Yes, trivially so. For every algebra $A$, one can consider the underlying Lie-algebra $\mathfrak{a}$ of $A$ and gets a surjection $U(\mathfrak{a}) \twoheadrightarrow A$ because of the universal mapping property of $U(\mathfrak{a})$.


New answer:

An algebra-homomorphism $f:U(\mathfrak{g})\to J$ is surjective iff $f(\mathfrak{g})\subseteq J$ is an algebra-generating-set of $J$.

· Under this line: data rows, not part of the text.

Issue #2231, opened 2021-04-18
Page.redirectAuthenticatedTo does not accept null type from Routes manifest


remjx:
### What is the problem?

When trying to do
```
Page.redirectAuthenticatedTo = Routes.SomePage().pathname
```

I get a type error because pathname returns `string | null | undefined` and `redirectAuthenticatedTo` expects `string | undefined`

Related question: Is there a recommended way to convert the URL Object from routes to a string? 

### Paste all your error logs here:

```
(property) redirectAuthenticatedTo?: string | undefined
Type 'string | null | undefined' is not assignable to type 'string | undefined'.
  Type 'null' is not assignable to type 'string | undefined'.ts(2322)
```

### Paste all relevant code snippets here:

It is easy to see that $J$ is a $\mathbb{N}$-graded algebra with $\deg(x)=\deg(y)=1$ and $\{y^a x^b \mid a,b\in\mathbb{N}\}$ is a homogenuous $k$-basis of $J$. This proves that if $f$ is surjective, then there must be elements $\hat{x},\hat{y}\in\mathfrak{g}$ with $f(\hat{x})=x+\text{higher degree terms}$ and $f(\hat{y})=y+\text{higher degree terms}$.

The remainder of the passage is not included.